PR #1311, opened 2026-03-18
[16.0][ADD] account_edi_ubl_move_line_uom_and_packaging_unece

sbejaoui:
Adds support for UNECE unit codes during UBL invoice import to automatically detect and assign the appropriate unit of measure or product packaging on invoice lines.

When a UNECE code matches a product packaging, the packaging is set with priority. Otherwise, the corresponding unit of measure is applied based on the UNECE code.


jbaudoux (changes requested):
There are plenty of unece codes for a pallet. You need m2m between packaging level and unece codes to be able to match a level based on the given unece code in the bill.

jbaudoux (approved):
LGTM

account_edi_ubl_move_line_uom_and_packaging_unece/models/account_edi_xml_ubl_20.py
```diff
@@ -0,0 +1,44 @@
...
+        if uom:
+            invoice_line.product_uom_id = uom
+            return True
+        return False
+
+    def _import_fill_invoice_line_packaging(self, invoice_line, unit_code):
+        product_packaging = self.env["product.packaging"].search(
+            [
+                ("product_id", "=", invoice_line.product_id.id),
+                ("packaging_level_id.unece_type_ids.code", "=", unit_code),
```
jbaudoux:
```suggestion
                ("packaging_level_id.unece_type_ids.code", "=", f"X{unit_code}"),
```

jbaudoux (changes requested):
As discussed. When packaging codes are used as unit code, they are prefixed by "X"

account_edi_ubl_move_line_uom_and_packaging_unece/models/account_edi_xml_ubl_20.py
```diff
@@ -0,0 +1,49 @@
...
+                # we therefore check both formats (e.g. "8A" and "X8A")
+                ("packaging_level_id.unece_type_ids.code", "=", unit_code),
+                ("packaging_level_id.unece_type_ids.code", "=", f"X{unit_code}"),
+            ],
+            limit=1,
+        )
+        if product_packaging:
+            invoice_line.product_packaging_id = product_packaging
+            invoice_line.product_packaging_qty = invoice_line.quantity
+            return True
```
lmignon: @sbejaoui the `unit_code` into the file is prefixed with 'X'...... if the unit of measure is a packaging.. 
Therefore, you should look for a packaging **only if** the unit_code starts with 'X' for a packaging code without X....

```suggestion
        if not self._import_fill_invoice_line_packaging(invoice_line, unit_code) and unit_code.startswith("X"):
            # the unitCode attr is based on UNECE Rec 20 (UoM)
            # when it's prefixed with "X" Rec 21 'packaging' is used as unit of measure
            # we therefore check for packaging with code without the 'X' prefix
            self._import_fill_invoice_line_uom(invoice_line, unit_code.lstrip("X"))
        return res

    def _import_fill_invoice_line_uom(self, invoice_line, unit_code):
        uom = self.env["uom.uom"].search([("unece_code", "=", unit_code)], limit=1)
        if uom:
            invoice_line.product_uom_id = uom
            return True
        return False

    def _import_fill_invoice_line_packaging(self, invoice_line, unit_code):
        product_packaging = self.env["product.packaging"].search(
            [
                ("product_id", "=", invoice_line.product_id.id),
                ("packaging_level_id.unece_type_ids.code", "=", unit_code),
            ],
            limit=1,
        )
        if product_packaging:
            invoice_line.product_packaging_id = product_packaging
            invoice_line.product_packaging_qty = invoice_line.quantity
            return True
```

lmignon (changes requested):
@sbejaoui Is-it a misunderstanding on my side or the way you detect the packaging is not the right one?

lmignon:
https://github.com/OCA/community-data-files/pull/268 is merged

account_edi_ubl_move_line_uom_and_packaging_unece/models/account_edi_xml_ubl_20.py
sbejaoui: good catch, it should be `unit_code.lstrip("X")`, not `f"X{unit_code}"`

That said, we can't assume that codes starting with X are packaging codes only, REC 20 also contains codes starting with X, so X is not a reliable packaging marker by itself

my understanding is that, in this case, the X prefix is a UBL/Peppol convention used when Rec 21 packaging codes are carried in the unitCode field

plz check now


image

account_edi_ubl_move_line_uom_and_packaging_unece/models/account_edi_xml_ubl_20.py
```diff
@@ -0,0 +1,49 @@
...
+        self, journal, tree, invoice, invoice_line, qty_factor
+    ):
+        res = super()._import_fill_invoice_line_form(
+            journal, tree, invoice, invoice_line, qty_factor
+        )
+        billed_quantity_node = tree.find("./{*}InvoicedQuantity")
+        unit_code = billed_quantity_node.attrib.get("unitCode")
+        if not unit_code:
+            return res
+        if not self._import_fill_invoice_line_packaging(invoice_line, unit_code):
```
lmignon: @sbejaoui Line packaging is a less common case than a simple uom unit. We should first look for uom and then for packaging

lmignon (changes requested):
see my last comment

account_edi_ubl_move_line_uom_and_packaging_unece/models/account_edi_xml_ubl_20.py
```diff
@@ -0,0 +1,49 @@
...
+
+    def _import_fill_invoice_line_uom(self, invoice_line, unit_code):
+        uom = self.env["uom.uom"].search([("unece_code", "=", unit_code)], limit=1)
+        if uom:
+            invoice_line.product_uom_id = uom
+            return True
+        return False
+
+    def _import_fill_invoice_line_packaging(self, invoice_line, unit_code):
+        product_packaging = self.env["product.packaging"].search(
```
lmignon, line 61: on a performance point of view, these look up by unit_code on `uom.uom` and `product.packaging` should use the ormcache...

```python

@api.model
@ormcache()
def _get_uom_id_by_unece_code(self): -> dict[str, int]
    uoms = self.env["uom.uom"].search([("unece_code", "!=", False)])
    return {u.unece_code: u.id for u in uoms}

def _get_uom_for_unece_code(self, unece_code):
    id = self.__get_uom_id_by_unece_code().get(unece_code, None)
    result = self.env["uom.uom"]
    if id:
        result = result.browse(id)
    return result

....


```

account_edi_ubl_move_line_uom_and_packaging_unece/models/account_edi_xml_ubl_20.py
```diff
@@ -0,0 +1,56 @@
...
+                ("product_id", "=", invoice_line.product_id.id),
+                "|",
+                # the unitCode attr is based on UNECE Rec 20 (UoM)
+                # when Rec 21 (packaging) codes are used, they may be prefixed with "X"
+                # we therefore check both formats (e.g. "8A" and "X8A")
+                ("packaging_level_id.unece_type_ids.code", "=", unit_code),
+                ("packaging_level_id.unece_type_ids.code", "=", unit_code.lstrip("X")),
+            ],
+            limit=1,
+        )
```
lmignon: @sbejaoui IMO, we should also have a cache pour level_id by unece_type_ids code....otherwise the request generated by odoo (at least in 16.0) is ugly.

account_edi_ubl_move_line_uom_and_packaging_unece/models/account_edi_xml_ubl_20.py
```diff
@@ -0,0 +1,56 @@
...
+            return res
+        if not self._import_fill_invoice_line_packaging(invoice_line, unit_code):
+            self._import_fill_invoice_line_uom(invoice_line, unit_code)
+        return res
+
+    @api.model
+    @ormcache()
+    def _get_uom_by_unece_code(self):
+        uoms = self.env["uom.uom"].search([("unece_code", "!=", False)])
+        return {u.unece_code: u.id for u in uoms}
```
lmignon: A good practice is to put this kind of method into the model itself. You must also pay attention to invalidate the cache on 'create', 'write' and 'unlink' on the model.

lmignon (changes requested):

account_edi_ubl_move_line_uom_and_packaging_unece/models/account_edi_xml_ubl_20.py
```diff
@@ -0,0 +1,53 @@
...
+        ) + pl_model._get_packaging_level_ids_by_unece_code(unit_code.lstrip("X"))
+        if not packaging_level_ids:
+            return False
+        product_packaging = self.env["product.packaging"].search(
+            [
+                ("product_id", "=", invoice_line.product_id.id),
+                ("packaging_level_id", "in", packaging_level_ids),
+            ],
+            limit=1,
+        )
```
lmignon:
```suggestion
        packaging_level_id = pl_model._get_packaging_level_ids_by_unece_code(
            unit_code
        ) or pl_model._get_packaging_level_ids_by_unece_code(unit_code.lstrip("X"))
        if not packaging_level_id:
            return False
        product_packaging = self.env["product.packaging"].search(
            [
                ("product_id", "=", invoice_line.product_id.id),
                ("packaging_level_id", "=", packaging_level_id),
            ],
            limit=1,
        )
```

lmignon (changes requested):
2 files seem missing 😏

account_edi_ubl_move_line_uom_and_packaging_unece/models/account_edi_xml_ubl_20.py
sbejaoui: the helper is done in base modules
https://github.com/OCA/community-data-files/pull/270
https://github.com/OCA/community-data-files/pull/271

sbejaoui: The relation between unece codes and packaging levels is m2m, so multiple packaging levels can share the same UNECE code, the filtering is then done at the product level

account_edi_ubl_move_line_uom_and_packaging_unece/models/account_edi_xml_ubl_20.py
```diff
@@ -0,0 +1,53 @@
...
+        return False
+
+    def _import_fill_invoice_line_packaging(self, invoice_line, unit_code):
+        # the unitCode attr is based on UNECE Rec 20 (UoM)
+        # when Rec 21 (packaging) codes are used, they may be prefixed with "X"
+        # we therefore check both formats (e.g. "8A" and "X8A")
+        pl_model = self.env["product.packaging.level"]
+        packaging_level_ids = pl_model._get_packaging_level_ids_by_unece_code(
+            unit_code
+        ) + pl_model._get_packaging_level_ids_by_unece_code(unit_code.lstrip("X"))
```
jbaudoux:
```suggestion
        packaging_level_ids = pl_model._get_packaging_level_ids_by_unece_code(
            unit_code
        ) if not unit_code.startswith("X") else pl_model._get_packaging_level_ids_by_unece_code(unit_code.lstrip("X"))
```

jbaudoux: or simply :)
```suggestion
        packaging_level_ids = pl_model._get_packaging_level_ids_by_unece_code(unit_code.lstrip("X"))
```

sbejaoui: We should search for both, since some packaging codes already start with X. The X prefix is a convention, not a rule, so we can't assume all suppliers will follow it

image

check now

https://github.com/acsone/edi/blob/b010f6eddedb3a772e2021a810406c016f8038cf/account_edi_ubl_move_line_uom_and_packaging_unece/models/account_edi_xml_ubl_20.py#L36-L40

lmignon (approved):

jbaudoux (approved):

account_edi_ubl_move_line_uom_and_packaging_unece/models/account_edi_xml_ubl_20.py
jbaudoux: Yes but the unit code never starts with X. So it should work, like you did with this final version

========

Activity: Give only the number of lines in the records that contain the string "used".

Answer space: 5